- Exercise brief
From the line with "-13,7 +13,7 @@" through the line with "[the remark this", inclusive, return each line of the data below exactly and leave the rest out.

-------- Information provided

PR #7645, opened 2022-01-11
clifm: add page

leo-arch:

**Version of the command being documented (if known):** 1.4

### DIFF
--- a/pages/common/clifm.md
+++ b/pages/common/clifm.md
@@ -3,7 +3,7 @@
 > The command line file manager.
 > More information: <https://github.com/leo-arch/clifm>.
 
-- Change to/open the file whose ELN (entry list number) is 12 (ELN can be replaced by the actual file name, e.g. `/etc`):
+- Change to/open the file whose ELN (entry list number) is 12 (ELN can be replaced by the actual file name, e.g. /etc):
 
 `12`
 
@@ -13,9 +13,9 @@
 
 - Go back and forth in the directory history list:
 
-`Shift-Left` (or `Alt-j`) / `Shift-Right` (or `Alt-k`)
+`Shift-Left (or Alt-j) / Shift-Right (or Alt-k)`
 
-- Select all PNG files in the current directory: 
+- Select all PNG files in the current directory:
 
 `s *.png`
 
@@ -23,7 +23,7 @@
 
 `/*.pdf`
 
-- Remove the file whose ELN is 24 (use `t` to trash the file instead):
+- Remove the file whose ELN is 24 (use t to trash the file instead):
 
 `r 24`
 
@@ -33,4 +33,4 @@
 
 - Open the bookmarks screen:
 
-`bm` (or `Alt-b`)
+`bm (or Alt-b)`
--- a/pages/common/clifm.md
+++ b/pages/common/clifm.md
@@ -23,7 +23,7 @@
 
 `s *.png`
 
-- Remove the previously selected files (use t to send the files to the recycle bin instead):
+- Remove the previously selected files (use `t` to send the files to the recycle bin instead):
 
 `r sel`
 
--- a/pages/common/clifm.md
+++ b/pages/common/clifm.md
@@ -13,7 +13,7 @@
 
 - Go back and forth in the directory history list:
 
-<kbd>Shift-Left</kbd> (or <kbd>Alt-j</kbd>) / <kbd>Shift-Right</kbd> (or <kbd>Alt-k</kbd>)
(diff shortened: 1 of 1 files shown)


pages/common/clifm.md
```diff
@@ -0,0 +1,36 @@
+# clifm
+
+> The command line file manager.
+> More information: <https://github.com/leo-arch/clifm>.
+
+- Change to/open the file whose ELN (entry list number) is 12 (ELN can be replaced by the actual file name, e.g. /etc):
```
sbrl, line 6: These examples are great, but how does one start the program in the first place? tldr pages should tell a story of how the command is used, with the first example on the page being the command users will generally want to use first.

Also, this specific example may be best served as 2 separate examples rather than being rolled into 1.

pages/common/clifm.md
```diff
@@ -0,0 +1,36 @@
...
+
+`12`
+
+- Create a new file and a new directory:
+
+`n file dir/`
+
+- Go back and forth in the directory history list:
```
sbrl, line 14: Perhaps this will read better?
```suggestion
- Navigate backwards and forwards in the directory history list:
```

pages/common/clifm.md
```diff
@@ -0,0 +1,36 @@
...
+
+- Select all PNG files in the current directory:
+
+`s *.png`
+
+- Search for PDF files in the current directory:
+
+`/*.pdf`
+
+- Remove the file whose ELN is 24 (use t to trash the file instead):
```
sbrl, line 26: Perhaps this will read better?
```suggestion
- Remove the file whose ELN is 24 (use t to send the file to the recycle bin instead):
```

pages/common/clifm.md
leo-arch: Hi @sbrl. Thanks for your kind review. 

To start the program one just runs `clifm`, which will open a new command line to run clifm specific commands. I just thought that, having a limited amount of available examples (8), it would be better to use them for less intuitive commands. The same goes for the idea of splitting the example into two. However, I perfectly understand the idea of a commands story. It makes sense in the context of `tldr`. I'll rewrite the examples and push again.

pages/common/clifm.md
```diff
@@ -0,0 +1,36 @@
...
+
+`r 24`
+
+- Copy selected files into the current directory:
```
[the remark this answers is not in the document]
leo-arch: Files selection is exemplified in the fourth example. What I should do, I guess, to make this clearer, is to place this specific example immediately below the files selection one.

pages/common/clifm.md
```diff
@@ -0,0 +1,36 @@
...
+
+- Search for PDF files in the current directory:
+
+`/*.pdf`
+
+- Select all PNG files in the current directory:
+
+`s *.png`
+
+- Remove the previously selected files (use t to send the files to the recycle bin instead):
```
navarroaxel, line 26:
```suggestion
- Remove the previously selected files (use `t` to send the files to the recycle bin instead):
```

pages/common/clifm.md
sbrl: Remember that tldr pages are for both beginners and experts. Space is limited, so we have to balance the need for a page to be useful to both beginners and experts. To this end, larger numbers of advanced examples may be better suited to a dedicated cheatsheet in a different project?

pages/common/clifm.md
```diff
@@ -3,34 +3,34 @@
...
-`/*.pdf`
-
-- Remove the file whose ELN is 24 (use t to trash the file instead):
+- Remove the previously selected files (use `t` to send the files to the recycle bin instead):
 
-`r 24`
+`r sel`
 
-- Copy selected files into the current directory:
+- Learn more:
```
sbrl, line 30: Sorry to nitpick, but would this read better perhaps?
```suggestion
- Display detailed help:
```

sbrl (approved):
Looks good to me after my above comment is addressed :-)

pages/common/clifm.md
leo-arch: Hi @sbrl. I understand your point. Because CliFM is a command line program, it has a lot of available commands. This is why I designed a well documented manpage and a quite big Wiki. However, I really value your work with `tldr`, and I think clifm should be here: a little introduction is always a good thing. I making short intra-program help sections myself: having only a huge manpage/Wiki is far from optimal.

pages/common/clifm.md
leo-arch: Looks good to me.

navarroaxel (approved):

----------------

- Task response
@@ -13,7 +13,7 @@
 
 - Go back and forth in the directory history list:
 
-<kbd>Shift-Left</kbd> (or <kbd>Alt-j</kbd>) / <kbd>Shift-Right</kbd> (or <kbd>Alt-k</kbd>)
(diff shortened: 1 of 1 files shown)


pages/common/clifm.md
```diff
@@ -0,0 +1,36 @@
+# clifm
+
+> The command line file manager.
+> More information: <https://github.com/leo-arch/clifm>.
+
+- Change to/open the file whose ELN (entry list number) is 12 (ELN can be replaced by the actual file name, e.g. /etc):
```
sbrl, line 6: These examples are great, but how does one start the program in the first place? tldr pages should tell a story of how the command is used, with the first example on the page being the command users will generally want to use first.

Also, this specific example may be best served as 2 separate examples rather than being rolled into 1.

pages/common/clifm.md
```diff
@@ -0,0 +1,36 @@
...
+
+`12`
+
+- Create a new file and a new directory:
+
+`n file dir/`
+
+- Go back and forth in the directory history list:
```
sbrl, line 14: Perhaps this will read better?
```suggestion
- Navigate backwards and forwards in the directory history list:
```

pages/common/clifm.md
```diff
@@ -0,0 +1,36 @@
...
+
+- Select all PNG files in the current directory:
+
+`s *.png`
+
+- Search for PDF files in the current directory:
+
+`/*.pdf`
+
+- Remove the file whose ELN is 24 (use t to trash the file instead):
```
sbrl, line 26: Perhaps this will read better?
```suggestion
- Remove the file whose ELN is 24 (use t to send the file to the recycle bin instead):
```

pages/common/clifm.md
leo-arch: Hi @sbrl. Thanks for your kind review. 

To start the program one just runs `clifm`, which will open a new command line to run clifm specific commands. I just thought that, having a limited amount of available examples (8), it would be better to use them for less intuitive commands. The same goes for the idea of splitting the example into two. However, I perfectly understand the idea of a commands story. It makes sense in the context of `tldr`. I'll rewrite the examples and push again.

pages/common/clifm.md
```diff
@@ -0,0 +1,36 @@
...
+
+`r 24`
+
+- Copy selected files into the current directory:
```
[the remark this answers is not in the document]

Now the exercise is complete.